Exercise: The listing that follows should be copied in full, exactly as written.

Exercise input:
Issue #1229, opened 2019-11-05
Travis build is failing


cdsmith:
The new travis build succeeded a few times, but now it's failing with some kind of message about package corruption (files missing from the `text` package).

cdsmith:
@peterbecich  Any ideas?

cdsmith:
```
/home/travis/build/google/codeworld/codeworld-api/src/CodeWorld/CanvasM.hs:25:1: error:
    Could not find module ‘Data.Text’
    There are files missing in the ‘text-1.2.4.0’ package,
    try running 'ghc-pkg check'.
    Use -v to see a list of the files searched for.
   |
25 | import Data.Text (Text)
   | ^^^^^^^^^^^^^^^^^^^^^^^
```

cdsmith:
That problem went away, but now we've got a timeout running `travis_apt_get_update`.  This seems to be very flaky, and I don't know what to do about it.

cdsmith:
Seems to be okay for now.

peterbecich:
@cdsmith please delete all the Travis caches, I'm guessing here https://travis-ci.org/google/codeworld/caches

cdsmith:
@peterbecich Done

PR #1231, opened 2019-11-07
attempt to make Travis CI reliable

peterbecich:
https://github.com/google/codeworld/issues/1229

I'm not certain this will make Travis CI reliable.  The multiple stages to build dependencies were probably redundant.  I have consolidated those.  Maybe those caused some sort of collision which made package `text` unavailable.

If it persists we can disable caching entirely (50+ minutes per build, then?)  Hopefully we won't have to resort to disabling concurrent builds.

### DIFF
--- a/.travis.yml
+++ b/.travis.yml
@@ -19,6 +19,7 @@ cache:
 
 addons:
   apt:
+    update: true
     packages:
       - libgmp-dev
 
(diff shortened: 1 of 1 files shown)


.travis.yml
```diff
@@ -32,55 +33,11 @@ jobs:
         - travis_retry curl -L https://get.haskellstack.org/stable/linux-x86_64.tar.gz | tar xz --wildcards --strip-components=1 -C ~/.local/bin '*/stack'
         - stack setup
     - stage: Build dependencies
-      name: "root"
+      name: "Build dependencies"
       script:
+        # - stack clean --full  # if unreliability persists
```
peterbecich: a.f.a.i.k. dependencies are stored in `~/.stack`, and this does nothing to fix dependency errors

.travis.yml
```diff
@@ -19,6 +19,7 @@ cache:
 
 addons:
   apt:
+    update: true
```
peterbecich: wild guess to prevent `travis_apt_get_update` error (or move the error to the beginning of the build?)

cdsmith:
Thanks.  Worth a try!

Solution to the problem:
Issue #1229, opened 2019-11-05
Travis build is failing


cdsmith:
The new travis build succeeded a few times, but now it's failing with some kind of message about package corruption (files missing from the `text` package).

cdsmith:
@peterbecich  Any ideas?

cdsmith:
```
/home/travis/build/google/codeworld/codeworld-api/src/CodeWorld/CanvasM.hs:25:1: error:
    Could not find module ‘Data.Text’
    There are files missing in the ‘text-1.2.4.0’ package,
    try running 'ghc-pkg check'.
    Use -v to see a list of the files searched for.
   |
25 | import Data.Text (Text)
   | ^^^^^^^^^^^^^^^^^^^^^^^
```

cdsmith:
That problem went away, but now we've got a timeout running `travis_apt_get_update`.  This seems to be very flaky, and I don't know what to do about it.

cdsmith:
Seems to be okay for now.

peterbecich:
@cdsmith please delete all the Travis caches, I'm guessing here https://travis-ci.org/google/codeworld/caches

cdsmith:
@peterbecich Done

PR #1231, opened 2019-11-07
attempt to make Travis CI reliable

peterbecich:
https://github.com/google/codeworld/issues/1229

I'm not certain this will make Travis CI reliable.  The multiple stages to build dependencies were probably redundant.  I have consolidated those.  Maybe those caused some sort of collision which made package `text` unavailable.

If it persists we can disable caching entirely (50+ minutes per build, then?)  Hopefully we won't have to resort to disabling concurrent builds.

### DIFF
--- a/.travis.yml
+++ b/.travis.yml
@@ -19,6 +19,7 @@ cache:
 
 addons:
   apt:
+    update: true
     packages:
       - libgmp-dev
 
(diff shortened: 1 of 1 files shown)


.travis.yml
```diff
@@ -32,55 +33,11 @@ jobs:
         - travis_retry curl -L https://get.haskellstack.org/stable/linux-x86_64.tar.gz | tar xz --wildcards --strip-components=1 -C ~/.local/bin '*/stack'
         - stack setup
     - stage: Build dependencies
-      name: "root"
+      name: "Build dependencies"
       script:
+        # - stack clean --full  # if unreliability persists
```
peterbecich: a.f.a.i.k. dependencies are stored in `~/.stack`, and this does nothing to fix dependency errors

.travis.yml
```diff
@@ -19,6 +19,7 @@ cache:
 
 addons:
   apt:
+    update: true
```
peterbecich: wild guess to prevent `travis_apt_get_update` error (or move the error to the beginning of the build?)

cdsmith:
Thanks.  Worth a try!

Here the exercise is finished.